● Task to carry out
Search the records below for "We probably want". Return that line and all remaining lines exactly.

§ §

PR #736, opened 2018-03-16
Moving initial bootstrap weights from generated array to ledger table

cryptocode:
Adds a command to produce a redistributable ledger db with initial bootstrap representative weights. The generated rai_bootstrap_weights array is thus gone.

initial_repweight_generate does the same job as the Python script did, except weights end up in the redist ledger.

The command dumps the SHA256 of the redist db to console, which can be used for verification at use-site.

There's an optional `--file` argument which takes a json settings file for redist generation, currently with limit (default 99) and cutoff (default 250K), e.g. same defaults as the old solution. I can make a wiki page for this if the PR gets merged.

We probably want more stuff in the redist ledger in the future, and having tons of params on the cmdline gets unwieldy. Hence the settings file.

The PR proposes a few utility functions/operators to improve code reuse (e.g. got another patch that needs the sha256 function)

There's an existing TEST(ledger, bootstrap_rep_weight) which I believe is still valid.


cryptocode:
fwiw bootstrap_fork_open fails on master as well when I run core_test locally

cryptocode:
Not sure if this is still relevant. If it is, I'll rebase it.

rkeene:
Do we want the weights to be software built-in or external ?

cryptocode:
@clemahieu had the idea of generating ledgers with initial bootstrap weights, this was an attempt at implementing that - not sure if this is still the route to take?

cryptocode:
This doesn't seem to fit in the v18 cleanup release

rkeene:
Yeah, let's defer this until later.  Also, I'm not sure why I assigned this to myself instead of @cryptocode but I suspect that was an accident.

cryptocode:
Closing this oldie, too many conflicts. Can redo if still relevant. An simpler alternative is to let anyone provide json dumps of their repweights for others to import (if e.g a repweight-live.json is present in data_dir, then it'll override the repweights in the binary)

§ §

● Exercise solution
We probably want more stuff in the redist ledger in the future, and having tons of params on the cmdline gets unwieldy. Hence the settings file.

The PR proposes a few utility functions/operators to improve code reuse (e.g. got another patch that needs the sha256 function)

There's an existing TEST(ledger, bootstrap_rep_weight) which I believe is still valid.


cryptocode:
fwiw bootstrap_fork_open fails on master as well when I run core_test locally

cryptocode:
Not sure if this is still relevant. If it is, I'll rebase it.

rkeene:
Do we want the weights to be software built-in or external ?

cryptocode:
@clemahieu had the idea of generating ledgers with initial bootstrap weights, this was an attempt at implementing that - not sure if this is still the route to take?

cryptocode:
This doesn't seem to fit in the v18 cleanup release

rkeene:
Yeah, let's defer this until later.  Also, I'm not sure why I assigned this to myself instead of @cryptocode but I suspect that was an accident.

cryptocode:
Closing this oldie, too many conflicts. Can redo if still relevant. An simpler alternative is to let anyone provide json dumps of their repweights for others to import (if e.g a repweight-live.json is present in data_dir, then it'll override the repweights in the binary)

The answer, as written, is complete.